**Aim of the exercise**
Show every line in the records below that contains the word "toString".

--- START ---

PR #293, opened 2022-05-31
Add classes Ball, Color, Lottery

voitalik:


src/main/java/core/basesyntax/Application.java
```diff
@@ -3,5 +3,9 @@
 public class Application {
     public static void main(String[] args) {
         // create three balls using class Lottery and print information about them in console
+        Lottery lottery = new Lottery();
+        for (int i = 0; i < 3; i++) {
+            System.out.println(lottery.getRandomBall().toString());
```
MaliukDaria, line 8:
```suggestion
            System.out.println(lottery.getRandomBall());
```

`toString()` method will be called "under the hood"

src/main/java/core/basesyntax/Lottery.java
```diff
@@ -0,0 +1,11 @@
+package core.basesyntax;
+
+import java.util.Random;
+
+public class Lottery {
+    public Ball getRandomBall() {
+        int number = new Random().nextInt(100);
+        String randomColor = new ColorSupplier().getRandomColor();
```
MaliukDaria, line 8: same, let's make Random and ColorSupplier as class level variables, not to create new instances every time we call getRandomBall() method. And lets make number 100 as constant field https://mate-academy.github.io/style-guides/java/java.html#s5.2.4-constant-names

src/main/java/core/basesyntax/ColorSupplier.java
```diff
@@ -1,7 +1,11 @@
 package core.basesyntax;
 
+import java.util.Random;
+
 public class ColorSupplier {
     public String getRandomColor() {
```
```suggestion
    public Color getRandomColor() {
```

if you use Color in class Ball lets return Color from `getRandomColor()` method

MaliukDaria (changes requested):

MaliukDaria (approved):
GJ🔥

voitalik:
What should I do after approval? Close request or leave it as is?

--- END ---
--- START ---

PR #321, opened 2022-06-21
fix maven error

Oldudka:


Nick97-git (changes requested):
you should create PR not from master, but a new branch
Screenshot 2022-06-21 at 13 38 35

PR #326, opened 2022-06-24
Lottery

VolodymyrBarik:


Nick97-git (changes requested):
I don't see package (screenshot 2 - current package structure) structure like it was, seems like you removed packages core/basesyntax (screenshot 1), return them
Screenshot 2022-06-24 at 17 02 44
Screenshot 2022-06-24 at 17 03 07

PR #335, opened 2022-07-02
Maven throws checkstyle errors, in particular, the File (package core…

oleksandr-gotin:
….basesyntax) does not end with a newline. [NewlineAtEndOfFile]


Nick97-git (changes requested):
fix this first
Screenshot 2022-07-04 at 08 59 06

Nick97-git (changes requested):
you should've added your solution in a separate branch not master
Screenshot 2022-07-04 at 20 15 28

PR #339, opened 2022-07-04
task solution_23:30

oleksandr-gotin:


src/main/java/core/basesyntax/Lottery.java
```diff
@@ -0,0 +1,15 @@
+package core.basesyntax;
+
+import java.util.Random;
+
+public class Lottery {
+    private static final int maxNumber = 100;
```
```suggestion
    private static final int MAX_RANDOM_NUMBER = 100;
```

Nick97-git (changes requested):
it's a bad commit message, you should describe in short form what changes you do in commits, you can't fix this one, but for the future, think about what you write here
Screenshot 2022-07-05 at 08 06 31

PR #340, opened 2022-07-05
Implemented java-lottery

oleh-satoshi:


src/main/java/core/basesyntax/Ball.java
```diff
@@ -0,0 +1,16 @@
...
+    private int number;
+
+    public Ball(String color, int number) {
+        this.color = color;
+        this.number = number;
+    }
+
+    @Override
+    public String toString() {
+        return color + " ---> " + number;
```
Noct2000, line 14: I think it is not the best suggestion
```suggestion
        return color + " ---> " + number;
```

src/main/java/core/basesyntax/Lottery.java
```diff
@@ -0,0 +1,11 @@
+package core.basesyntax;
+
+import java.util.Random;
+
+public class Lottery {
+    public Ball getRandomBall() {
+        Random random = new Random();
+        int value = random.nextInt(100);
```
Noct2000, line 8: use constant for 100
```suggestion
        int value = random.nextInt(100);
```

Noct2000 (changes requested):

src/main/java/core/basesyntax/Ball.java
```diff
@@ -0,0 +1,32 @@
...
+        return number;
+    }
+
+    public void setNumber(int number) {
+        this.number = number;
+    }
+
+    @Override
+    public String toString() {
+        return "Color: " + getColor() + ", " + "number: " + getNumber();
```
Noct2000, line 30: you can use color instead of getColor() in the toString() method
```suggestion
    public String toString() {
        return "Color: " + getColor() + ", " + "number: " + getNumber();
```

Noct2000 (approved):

--- END ---
--- START ---

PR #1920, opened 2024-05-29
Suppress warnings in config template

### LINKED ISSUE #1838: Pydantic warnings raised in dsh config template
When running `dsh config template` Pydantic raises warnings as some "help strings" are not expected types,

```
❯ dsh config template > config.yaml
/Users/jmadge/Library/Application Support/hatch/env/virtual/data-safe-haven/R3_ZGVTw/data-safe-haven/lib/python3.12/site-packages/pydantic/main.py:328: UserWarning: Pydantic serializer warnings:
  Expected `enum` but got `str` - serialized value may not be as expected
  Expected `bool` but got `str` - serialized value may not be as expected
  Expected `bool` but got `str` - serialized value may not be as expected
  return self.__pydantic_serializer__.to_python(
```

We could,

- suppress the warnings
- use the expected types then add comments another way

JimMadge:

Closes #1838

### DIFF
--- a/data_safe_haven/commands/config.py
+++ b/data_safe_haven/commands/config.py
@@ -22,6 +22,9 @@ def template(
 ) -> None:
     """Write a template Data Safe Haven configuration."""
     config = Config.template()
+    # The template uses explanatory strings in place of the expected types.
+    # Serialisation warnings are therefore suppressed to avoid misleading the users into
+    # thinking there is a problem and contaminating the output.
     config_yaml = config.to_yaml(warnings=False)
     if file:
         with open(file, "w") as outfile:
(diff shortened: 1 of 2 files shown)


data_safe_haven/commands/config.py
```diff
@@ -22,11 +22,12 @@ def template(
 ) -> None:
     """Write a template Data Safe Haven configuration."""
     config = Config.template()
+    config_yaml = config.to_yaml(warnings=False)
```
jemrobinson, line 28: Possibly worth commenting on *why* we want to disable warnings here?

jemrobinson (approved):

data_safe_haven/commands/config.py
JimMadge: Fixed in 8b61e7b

--- END ---

**The completed task**
+            System.out.println(lottery.getRandomBall().toString());
`toString()` method will be called "under the hood"
+    public String toString() {
+    public String toString() {
Noct2000, line 30: you can use color instead of getColor() in the toString() method
    public String toString() {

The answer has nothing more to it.